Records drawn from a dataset

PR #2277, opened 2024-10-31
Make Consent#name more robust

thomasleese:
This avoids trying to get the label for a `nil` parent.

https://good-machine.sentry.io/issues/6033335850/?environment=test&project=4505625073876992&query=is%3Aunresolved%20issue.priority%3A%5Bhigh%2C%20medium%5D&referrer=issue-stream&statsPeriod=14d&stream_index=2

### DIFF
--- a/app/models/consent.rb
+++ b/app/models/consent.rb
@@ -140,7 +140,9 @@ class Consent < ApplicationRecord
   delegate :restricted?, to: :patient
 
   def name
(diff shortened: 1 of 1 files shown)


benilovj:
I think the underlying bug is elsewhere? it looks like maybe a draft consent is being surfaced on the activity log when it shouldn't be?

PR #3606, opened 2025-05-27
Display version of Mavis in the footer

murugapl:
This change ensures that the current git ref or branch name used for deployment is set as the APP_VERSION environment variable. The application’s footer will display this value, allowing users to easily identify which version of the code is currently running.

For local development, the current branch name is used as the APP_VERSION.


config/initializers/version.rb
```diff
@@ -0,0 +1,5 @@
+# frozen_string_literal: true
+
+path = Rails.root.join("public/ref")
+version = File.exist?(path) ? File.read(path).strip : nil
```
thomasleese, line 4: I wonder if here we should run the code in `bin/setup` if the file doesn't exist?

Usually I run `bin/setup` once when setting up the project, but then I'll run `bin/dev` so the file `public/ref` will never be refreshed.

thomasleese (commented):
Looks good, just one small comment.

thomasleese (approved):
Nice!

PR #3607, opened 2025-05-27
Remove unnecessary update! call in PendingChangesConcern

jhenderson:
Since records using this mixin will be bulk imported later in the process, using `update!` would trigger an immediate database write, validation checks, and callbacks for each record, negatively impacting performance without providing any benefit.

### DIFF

**Exercise requirements:** Copy exactly the stretch of data above from the line with "I think the" through the line with "thomasleese, line 4: I", and omit all other lines.

**Final answer:**
I think the underlying bug is elsewhere? it looks like maybe a draft consent is being surfaced on the activity log when it shouldn't be?

PR #3606, opened 2025-05-27
Display version of Mavis in the footer

murugapl:
This change ensures that the current git ref or branch name used for deployment is set as the APP_VERSION environment variable. The application’s footer will display this value, allowing users to easily identify which version of the code is currently running.

For local development, the current branch name is used as the APP_VERSION.


config/initializers/version.rb
```diff
@@ -0,0 +1,5 @@
+# frozen_string_literal: true
+
+path = Rails.root.join("public/ref")
+version = File.exist?(path) ? File.read(path).strip : nil
```
thomasleese, line 4: I wonder if here we should run the code in `bin/setup` if the file doesn't exist?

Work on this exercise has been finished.